2008!!! What will this year bring? I dont know but I could really use a good time. The last year really sucked. Well basically summer of 06 and Dec. 06-Sept. 07. I can't even begin to explain how bad it was. I would rather cut off my favorite finger (the left hand pinky) than re-live some of those days. But somehow I got through it alive and sane. How that happened, I dont know. I am just really feeling a good year coming on. I mean I am starting it out with Tylenol PM, cough medicine, and lots of blankets. Guess I can't ask for more than a good nights sleep. I better get at least one new baby in my life (sisters, that means you!) and one sibling married. I dont think that is too much to ask for people. As for me and what I want, well that is for me to know and no one to find out. A friend inspired me to make a list of predictions. I think I am going to try that for the first time. My first prediction is that I forget all my predictions come March. Happy New Year!
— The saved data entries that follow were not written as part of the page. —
PR #612, opened 2025-03-17
replace rocm-smi with amd-smi cmd

ywang103-amd:
…dsmi as temp solution for amdsmi to replace rocmsmi

### DIFF
--- a/src/utils/specs.py
+++ b/src/utils/specs.py
@@ -35,7 +35,6 @@ from math import ceil
 from pathlib import Path as path
 
 import pandas as pd
-import yaml
 
 import config
 from utils.tty import get_table_string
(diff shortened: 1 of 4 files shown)


src/utils/specs.py
```diff
@@ -35,10 +35,12 @@
 from pathlib import Path as path
 
 import pandas as pd
+import yaml
```
feizheng10: why>?

feizheng10 (changes requested):
Update changelog accordingly please

src/utils/specs.py
```diff
@@ -628,7 +637,7 @@ def run(cmd, exit_on_error=False):
         )
 
     if exit_on_error:
-        if cmd[0] == "rocm-smi":
+        if cmd[0] == "rocm-smi" or cmd[0] == "amd-smi":
             if p.returncode != 2 and p.returncode != 0:
                 console_error("No GPU detected. Unable to load rocm-smi")
```
feizheng10: no rocm-smi at all

src/utils/specs.py
ywang103-amd: was firstly thinking about using ymal to parse output of "amd-smi static". But made implementation of regular expression later on. I have moved it in the latest commit.

src/utils/specs.py
ywang103-amd: updated it in the latest commit

feizheng10 (approved):

PR #624, opened 2025-03-22
Datatype selection option for roofline

cfallows-amd:
Added command line option to specify which datatype(s) to capture into the roofline PDF(s)
All datatypes are still collected by roofline call if applicable, but only specific datatypes are plotted into PDF outputs
Default is FP32

Reworked roofline calls and plotting to be general enough such that any new datatypes added into rocm-amdgpu-bench can easily be reflected in rocprof-compute with simple modifications in roofline_calc.py

Adjusted ctest to reflect expected default pdf outputs from roofline


cfallows-amd:
Ran ctest and manual testing on MI210 and MI300X systems.

feizheng10 (approved):
LG. Changelog please.
And I guess there will some doc work to do:)

src/argparser.py
```diff
@@ -367,6 +367,19 @@ def validate_block(value):
         action="store_true",
         help="\t\t\tInclude kernel names in roofline plot.",
     )
+
+    roofline_group.add_argument(
+        "-D",
+        "--datatype",
```
feizheng10: I'd suggest to use "--roofline-data-type". In the future, we need this for post-analysis as well.

feizheng10:
User still could do combo of multiple data types in one plot, right?

src/argparser.py
cfallows-amd: Agree, will make change.

cfallows-amd:
Yes, combo plot occurs if more than one of a type (FP vs Int) gets selected, there will be more than one type on the graph. Int and FP graphs will always be separated because of AI for FP. Docs will highlight that one run of roofline will collect all data, so there is still an option to generate separate plots for each type off of the same data collection run if there exists a workload directory already populated. I will work with docs team to update the roofline section today. Thanks

PR #626, opened 2025-03-22
Fix incorrect logging in `mi_gpu_spec.py`

coleramos425:
When testing the latest `develop` branch I found that #581 uses `logging.info()` as opposed to our dedicated `console_log()` to print. If we don't use the dedicated helpers, these messages will be excluded from rocprof-computes log file and will stick out from our properly formatted outputs

image

I see @xuchen-amd did this to avoid a circular dependency in src/utils/utils.py. I propose we move the logging helpers to the src/utils/logger.py module to avoid this circular dependency issue and ensure all file can utilize our logging helpers

### DIFF
--- a/.pre-commit-config.yaml
+++ b/.pre-commit-config.yaml
@@ -2,18 +2,18 @@ default_stages: [pre-commit]
 fail_fast: true
 repos:
   - repo: https://github.com/pre-commit/pre-commit-hooks
-    rev: v2.3.0
+    rev: v5.0.0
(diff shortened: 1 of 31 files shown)


feizheng10 (approved):
Thanks for catching it!

vedithal-amd (approved):
Thanks for the fix @coleramos425 , me and Xuan were also trying to fix this, but eliminating the circular dependency is the best solution

PR #627, opened 2025-03-24
fix L2 missing metrics' values with rocprofv3 that uses TCC _sum counters

ywang103-amd:


feizheng10 (approved):
This needs an entry in the  changelog

PR #631, opened 2025-03-25
fix the crash related to agent id in rocprofv3

ywang103-amd:
…alue to string


src/utils/utils.py
```diff
@@ -491,6 +491,14 @@ def v3_counter_csv_to_v2_csv(counter_file, agent_info_filepath, converted_csv_fi
         values="Counter_Value",
     ).reset_index()
 
+    console_debug(
+        "The type of Agent ID from counter csv file is {}".format(
+            result["Agent_Id"].dtype
+        )
+    )
+    if result["Agent_Id"].dtype == "object":
```
feizheng10, line 500: Please add comments something like:
NB: Agent_Id is int in older rocporfv3, now switched to string with prefix "Agent ". We need to make sure handle both cases.

ywang103-amd: added the comments

feizheng10 (approved):

PR #634, opened 2025-03-25
Enable non-functional performance counters for gfx950.

xuchen-amd:
- Added TCP latency counters
- Added TA wavefront counters
- Added TCC_EA0 stall counters


vedithal-amd (changes requested):
SQ_INSTS_VALU_MFMA_F8 is supported by gfx950 per https://github.com/ROCm/rocprofiler-sdk/blob/amd-mainline/source/lib/rocprofiler-sdk/counters/yaml/counter_defs.yaml , so why did we remove MFMA-F8 derived metric?

We are using TA_{FLAT/BUFFER}_COALESCABLE_WAVEFRONT_sum counter, but this is not supported, there is no such counter with this name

Its kind of funny that I started this year of with the same medications and ailments. Well maybe not funny to my mom who will never give up on me taking vitamins. You know I look back on it and '08 was good to me, fairly good indeed. I got 2 new babies (well they will be born in '09 but still) so check that off my list and Josh took care of the sibling getting married by convincing Holly to marry him. And technically, I did get what I wanted and I am still going to keep that little secret to myself. I am no longer acquainted with the friend that made last year's predictions with me so I will make this list all on my own because I am a "grown-up" and can do some things by myself now. I am shooting for one more sibling married this year (fight it out Jen and Heidi), I want to try something totally new, and I want to find true happiness. I wish you all a great 2009 and that you too may find happiness in your lives.